Today, I wanted to improve our blog-title-to-permalink function, so that (French) accentuated characters are not simply stripped but rather converted to their non accentuated version. For example, "é" would be converted to "e".
After some googling and (slightly) tweaking what I found, here is the function I use:
noaccents_table = ''.join(map(chr, range(192))) + \
"AAAAAAACEEEEIIIIDNOOOOOxOUUUUYTsaaaaaaaceeeeiiiidnooooo/ouuuuyty"
def latin1_to_ascii(u_str):
return u_str.encode('latin1', 'replace').translate(noaccents_table)
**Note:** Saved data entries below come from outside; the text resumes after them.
PR #2175, opened 2020-02-14
Correct pagination overview and details in namespaces and silenced API doc

### LINKED ISSUE #2171: Pagination is only supported for core/v2 resources
### Description
Need to audit the API docs to make sure we only list pagination support for https://github.com/sensu/sensu-go/tree/master/api/core/v2 resources.

### Category

This is an issue with:

### Affected pages
Audit all pages in API docs section and update as needed.

### Expected behavior
Docs only list pagination support where it is actually available.

### Current behavior
This may already be correct in the docs, but we should audit to make sure.

### Corrections needed
Corrections pending audit results.

hillaryfraley:
## Description
- Replaces the namespaces pagination examples in the API overview with users examples so that they will work (namespaces examples will not work with `continue`)
- Updates the API overview explanation for `continue` param to explain that this is in the request **header**
- Updates the API overview pagination explanation to clarify that it is available for most core/v2 API endpoints that return an array
- Adds subheadings in pagination section of API overview for the two query parameters
- In namespaces API doc, updates pagination note in the GET /namespaces table to explain that the endpoint only works with the limit query param
- In silencing API doc, updates pagination note in the GET /silenced table to explain that the endpoint does not work with pagination

## Motivation and Context
Closes #2171


cwjohnston (approved):
Looks great to me! 🎉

As you can see, it takes a unicode string as argument. Here how you use it:
>>> latin1_to_ascii(u'évidemment')
'evidemment'
Note for later: if I ever need to do it in a more generalized way (not only for latin1), the iconv module (http://pypi.python.org/pypi/iconv) might (or might not) be useful.
Comments
Because I personally find that:
http://xxx/evidemment looks better than http://xxx/%C3%A9videmment
But the browsers now display the links with the characters converted
I didn't want to go through the trouble of detecting the encoding of the url nor handle the decoding of it, potentially accounting for varying behaviors across browsers.